• _Exercise description_
Repeat the entire listing exactly.

*** Records shown Section Begins ***

PR #1009, opened 2023-11-01
feat(mediafiles): add new mass creation endpoint

seaerchin:
## Problem
No mass creation endpoint - this is problematic because repeatedly calling the single media creation endpoint causes 429 errors (repo locked)

## Solution
duplicate most code from single endpoint

### DIFF
--- a/src/routes/v2/authenticatedSites/mediaFiles.js
+++ b/src/routes/v2/authenticatedSites/mediaFiles.js
@@ -13,6 +13,7 @@ const {
   CreateMediaFileRequestSchema,
   UpdateMediaFileRequestSchema,
   DeleteMediaFileRequestSchema,
+  CreateMediaFilesRequestSchema,
 } = require("@validators/RequestSchema")
 
 class MediaFilesRouter {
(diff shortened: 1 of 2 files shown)


src/routes/v2/authenticatedSites/mediaFiles.js
```diff
@@ -43,6 +44,35 @@ class MediaFilesRouter {
...
 
+  async createMediaFiles(req, res, next) {
+    const { userWithSiteSessionData } = res.locals
+
+    const { directoryName } = req.params
+    const { error } = CreateMediaFilesRequestSchema.validate(req.body)
+    if (error) throw new BadRequestError(error.message)
+
+    const { files } = req.body
+    const resolvedFiles = await Promise.allSettled(
```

*** Records shown Section Ends ***

• _Answer section_
PR #1009, opened 2023-11-01
feat(mediafiles): add new mass creation endpoint

seaerchin:
## Problem
No mass creation endpoint - this is problematic because repeatedly calling the single media creation endpoint causes 429 errors (repo locked)

## Solution
duplicate most code from single endpoint

### DIFF
--- a/src/routes/v2/authenticatedSites/mediaFiles.js
+++ b/src/routes/v2/authenticatedSites/mediaFiles.js
@@ -13,6 +13,7 @@ const {
   CreateMediaFileRequestSchema,
   UpdateMediaFileRequestSchema,
   DeleteMediaFileRequestSchema,
+  CreateMediaFilesRequestSchema,
 } = require("@validators/RequestSchema")
 
 class MediaFilesRouter {
(diff shortened: 1 of 2 files shown)


src/routes/v2/authenticatedSites/mediaFiles.js
```diff
@@ -43,6 +44,35 @@ class MediaFilesRouter {
...
 
+  async createMediaFiles(req, res, next) {
+    const { userWithSiteSessionData } = res.locals
+
+    const { directoryName } = req.params
+    const { error } = CreateMediaFilesRequestSchema.validate(req.body)
+    if (error) throw new BadRequestError(error.message)
+
+    const { files } = req.body
+    const resolvedFiles = await Promise.allSettled(
```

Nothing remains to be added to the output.